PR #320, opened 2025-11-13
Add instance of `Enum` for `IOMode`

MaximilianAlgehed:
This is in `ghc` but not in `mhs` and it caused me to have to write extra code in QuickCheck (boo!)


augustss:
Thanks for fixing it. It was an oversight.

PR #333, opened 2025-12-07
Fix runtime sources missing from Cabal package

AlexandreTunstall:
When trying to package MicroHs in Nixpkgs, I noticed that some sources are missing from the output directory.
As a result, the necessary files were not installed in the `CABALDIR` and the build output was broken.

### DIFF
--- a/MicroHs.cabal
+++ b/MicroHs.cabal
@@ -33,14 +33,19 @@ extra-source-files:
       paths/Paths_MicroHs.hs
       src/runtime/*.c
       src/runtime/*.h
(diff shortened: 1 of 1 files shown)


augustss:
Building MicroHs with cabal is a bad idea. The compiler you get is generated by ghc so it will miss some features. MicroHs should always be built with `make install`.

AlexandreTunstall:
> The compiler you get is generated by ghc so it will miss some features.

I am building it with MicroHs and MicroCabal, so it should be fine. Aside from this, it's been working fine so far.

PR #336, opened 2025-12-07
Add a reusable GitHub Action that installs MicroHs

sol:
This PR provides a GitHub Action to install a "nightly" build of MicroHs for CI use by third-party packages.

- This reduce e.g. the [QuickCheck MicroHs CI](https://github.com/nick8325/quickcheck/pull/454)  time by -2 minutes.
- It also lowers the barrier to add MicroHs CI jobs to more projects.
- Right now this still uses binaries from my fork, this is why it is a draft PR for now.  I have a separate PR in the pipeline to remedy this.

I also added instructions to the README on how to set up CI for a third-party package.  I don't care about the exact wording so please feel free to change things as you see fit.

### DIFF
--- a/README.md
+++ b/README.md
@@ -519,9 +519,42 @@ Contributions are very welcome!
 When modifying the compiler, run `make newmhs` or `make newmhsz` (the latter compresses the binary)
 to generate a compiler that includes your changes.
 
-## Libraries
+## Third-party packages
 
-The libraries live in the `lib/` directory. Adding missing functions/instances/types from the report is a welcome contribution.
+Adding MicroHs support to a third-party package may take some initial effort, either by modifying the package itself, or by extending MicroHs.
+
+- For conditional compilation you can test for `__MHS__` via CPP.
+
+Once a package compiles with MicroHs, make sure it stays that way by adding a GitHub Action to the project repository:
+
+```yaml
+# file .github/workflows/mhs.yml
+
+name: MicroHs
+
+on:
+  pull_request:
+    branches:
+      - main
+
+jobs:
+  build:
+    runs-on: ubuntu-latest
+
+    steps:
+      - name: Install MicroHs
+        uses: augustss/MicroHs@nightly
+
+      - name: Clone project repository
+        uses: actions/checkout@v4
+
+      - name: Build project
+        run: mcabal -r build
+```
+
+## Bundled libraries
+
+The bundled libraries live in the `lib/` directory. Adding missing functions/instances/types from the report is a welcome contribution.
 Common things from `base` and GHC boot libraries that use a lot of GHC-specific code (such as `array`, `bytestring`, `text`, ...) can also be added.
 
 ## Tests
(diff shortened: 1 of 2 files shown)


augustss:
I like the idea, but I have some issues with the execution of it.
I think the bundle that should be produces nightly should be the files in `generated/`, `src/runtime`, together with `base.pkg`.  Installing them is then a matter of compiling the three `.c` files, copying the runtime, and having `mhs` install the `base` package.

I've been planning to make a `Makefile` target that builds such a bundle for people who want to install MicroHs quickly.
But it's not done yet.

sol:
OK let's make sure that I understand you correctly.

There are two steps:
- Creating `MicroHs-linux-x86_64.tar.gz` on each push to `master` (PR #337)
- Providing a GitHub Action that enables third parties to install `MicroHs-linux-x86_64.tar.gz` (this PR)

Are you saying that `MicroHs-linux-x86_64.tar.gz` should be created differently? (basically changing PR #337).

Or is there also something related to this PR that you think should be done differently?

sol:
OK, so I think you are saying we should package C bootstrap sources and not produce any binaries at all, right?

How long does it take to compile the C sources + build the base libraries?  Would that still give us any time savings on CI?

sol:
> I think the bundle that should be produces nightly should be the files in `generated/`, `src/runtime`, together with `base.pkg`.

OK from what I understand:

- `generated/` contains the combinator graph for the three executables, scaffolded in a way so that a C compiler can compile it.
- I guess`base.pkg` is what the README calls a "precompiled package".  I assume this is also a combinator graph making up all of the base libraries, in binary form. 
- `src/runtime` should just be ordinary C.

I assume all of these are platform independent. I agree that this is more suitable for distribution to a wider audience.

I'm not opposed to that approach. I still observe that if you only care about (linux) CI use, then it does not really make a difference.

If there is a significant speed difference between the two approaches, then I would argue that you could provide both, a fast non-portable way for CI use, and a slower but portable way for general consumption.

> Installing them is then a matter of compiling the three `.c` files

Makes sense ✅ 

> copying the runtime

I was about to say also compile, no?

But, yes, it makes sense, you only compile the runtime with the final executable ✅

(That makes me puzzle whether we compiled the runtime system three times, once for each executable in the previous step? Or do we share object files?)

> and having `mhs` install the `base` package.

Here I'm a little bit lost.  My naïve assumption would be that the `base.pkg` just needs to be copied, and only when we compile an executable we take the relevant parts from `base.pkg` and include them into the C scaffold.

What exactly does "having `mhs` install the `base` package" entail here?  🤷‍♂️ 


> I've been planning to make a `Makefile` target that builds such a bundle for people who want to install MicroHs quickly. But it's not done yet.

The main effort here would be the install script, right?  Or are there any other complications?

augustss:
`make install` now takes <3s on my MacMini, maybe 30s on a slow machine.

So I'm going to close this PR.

• **WHAT TO PRODUCE**
Which of the lines in the data contain the string "also"? Return each one.

• **COMPLETED EXERCISE**
- It also lowers the barrier to add MicroHs CI jobs to more projects.
I also added instructions to the README on how to set up CI for a third-party package.  I don't care about the exact wording so please feel free to change things as you see fit.
 Common things from `base` and GHC boot libraries that use a lot of GHC-specific code (such as `array`, `bytestring`, `text`, ...) can also be added.
Or is there also something related to this PR that you think should be done differently?
- I guess`base.pkg` is what the README calls a "precompiled package".  I assume this is also a combinator graph making up all of the base libraries, in binary form. 
I was about to say also compile, no?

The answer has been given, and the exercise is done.